Whenever I need to get back to the basics, to remember what is at the heart of this practice... whenever I need a reality check, I turn to Martine Batchelor. Martine Batchelor has been a gift and a treasure. I wonder if she knew when she started her ten year journey as a Zen Buddhist nun in Korea the lives she would touch. I wonder if she knows the difference she makes by sharing that journey with us.
I return to Thorson's Principles of Zen again and again. It is a short, sweet, simple introduction to Zen. There is a short passage in the book titled Quietness and Clarity which gave me just what I needed today. The section starts off talking about meditation--the second training. Anyone who has attempted this practice knows how difficult it can be at times to stay focused on the meditation object. Martine reminds us:
We need to remind ourselves of our intention to meditate, to focus on the question or the breath, so we have to come back repeatedly to the object of concentration. After a while we come back more quickly and stay longer on the object. Master Hsuyun said:
A thousand thoughts give us the opportunity to come back to the question a thousand times.
So being distracted is not the problem, staying distracted is!
[...from Thorson's Principles of Zen by Martine Batchelor, pgs. 6-7]
Amen, to that. And also to this other short passage in the same section on impermanence. This is for mangadezi-jr, if you're listening.
We generally believe that we will live for a few more years yet. We think it is other people who die - until it threatens to happen to us.
I realized impermanence when I saw the last breath of my father. This changed me irrevocably. I look at my family, myself, my friends in a very different light. I realized how human, how frail we all are. As Master Kusan used to say:
Our life rests upon a single breath.
[...from Thorson's Principles of Zen by Martine Batchelor, pgs. 6-7]

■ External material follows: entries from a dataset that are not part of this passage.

PR #82, opened 2026-08-03
fix(emote): stop the idle scroll firing while an event window is open

YozoraCho:
## What

`PhoneEmoteController.BlockingConditions` now covers the occupied and event condition flags. It previously held eight flags, all of them combat, zoning, or cutscene states. It now holds thirty eight, adding the full `Occupied` family, gathering, crafting, fishing, the retainer summoning bell, trade, materia melding, housing functions, and the various mini-game and transport states.

No other behaviour changes. The gate is still the same linear check in `IsBlocked()`.

## Why

Bug report: a user opened a gathering node, the idle scroll animation fired, and they ended up in a broken state. They stayed in the gather window but could run around. Closing the window by hand left them unable to move or log out, and only a force close of the game recovered it.

`PhoneEmoteController` sends an emote chat command whenever the phone is visible and the player has held still for 400ms. The only things that suppressed it were `InCombat`, the two `BetweenAreas` flags, the cutscene flags, `OccupiedInQuestEvent`, and `Casting`. Nothing stopped it firing into a live gathering event, so the plugin issued a command while the client was mid event and the client's event state came out desynced. The stuck movement and the refused logout are both consistent with the client still believing it is in that event.

Two things make this worth fixing ahead of other open reports:

- `ScrollWhileIdle` defaults to `true` in `Configuration.cs`, so this is on for every user who has not turned it off.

Everything is colored by what we are thinking about it. Everything. Our ability to love, to forgive, to embrace, to support is influenced by the things we carry in our minds. Meditation helps us to clear out the cobwebs and approach life with a fresh perspective. Otherwise, we are just pushing along... driven by complaint, judgment, self-indulgence and other unhelpful states of mind. Things can be difficult simply because we perceive them to be difficult... but when we allow ourselves to shift our perception just a little, we can see things differently.
I want to help my parents. I want to be there to do the cooking when it needs to be done... to wash some dishes... to take out the trash, to do whatever I can so they can feel comfortable resting/healing. I want to do it because they have done it for me, over and over again. After a couple of weeks of driving to different hospitals after work, running around to buy meals or groceries, helping them in the little ways that I could at the end of the work day, I started to feel the creeping sensation of burnout. My routine became this precious thing that was being encroached upon, turned upside down. My sleeping patterns were all out of whack. I was exhausted. The more I let myself think that way, the worse off things would be for all of us. But somehow, in the space of 20 minutes, it all falls away and all that is left is the happiness that comes from just being able to lend a hand. That's how today went.
A FOOTNOTE:
Here's good news about Martine Batchelor... she has published two new books. I've started to read them, and they are both wonderful:
1. Women in Korean Zen: Lives and Practices. This one starts as a memoir... Martine takes us on the journey with her to Korea... to the beginning of her practice there. And we meet the people she met. And thank Buddha she talks about the challenges. That's the one thing I think I appreciate most about Zen teachers... they don't pretend for a minute that this path is easy, but they show is it is possible and they lead by example. That's what Martine gives in this book, co-written with Son'gyong Sunim who provides her autobiography. I haven't gotten that far yet.
2. The Path of Compassion. This one is about The Bodhisattva Precepts and the Chinese Brahma's Net Sutra. At the core of the book, you'll find the Ten Major Precepts and Forty-Eight Secondary Precepts listed with commentary.